Most restaurants in America automatically add in a suggested 15% tip before giving you your bill.


----------



## Ancutza (1 Oct 2008)

markpb said:


> Most restaurants in America automatically add in a suggested 15% tip before giving you your bill.


 
Watch out for Wilmington, NC and Boston then as they seem to think that 20% is the going rate! I nearly fell off me chair!

I too resent 12.5% service charges.  You've chosen to eat in their restaurant and then are made to feel that you should pay them over-and-above the bill for doing you a favour and bringing the food to the table?

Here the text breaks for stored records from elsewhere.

PR #1005, opened 2026-06-05
GAUD-10114: upgrade and add test reporting

dlockhart:
v6 should be a drop-in replacement.

### DIFF
--- a/d2l-test-reporting.config.json
+++ b/d2l-test-reporting.config.json
@@ -1,0 +1,17 @@
+{
+  "tool": "UI Platform & Components",
+  "overrides": [
+    {
+      "pattern": "**/test/*.test.js",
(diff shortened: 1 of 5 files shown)


svanherk (approved):

d2l-test-reporting.config.json
svanherk, line 1: Is this because it wasn't categorizing our tests correctly?

dlockhart: The config file is required, I just missed it in the other repos.

On top of that, the `Error: Report path must exists` errors that I'm getting in `lms-core` is because `experience` is required in the config in v5 but dropped in v6 -- which is why this repo is working fine. I just confirmed with QE that releasing this is safe and should allow downstream repos to not set `experience`.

I avoid these places in favour of where I can elect to tip what I feel appropriate to the level of service offered.


----------



## ClubMan (1 Oct 2008)

Ancutza said:


> Watch out for Wilmington, NC and Boston then as they seem to think that 20% is the going rate! I nearly fell off me chair!


Tipping up to 25% of the bill for excellent service in the _US _is not unusual.  Just look at any of the _US _ "tipping etiquette" guides online.


----------



## lukegriffen (2 Oct 2008)

Lollix said:


> I have noticed of late that the places that automatically add service also seem to be soliciting a tip as well. I was handed a credit card machine in a well known place last week, and the message "add gratuity" came up when I entered my pin.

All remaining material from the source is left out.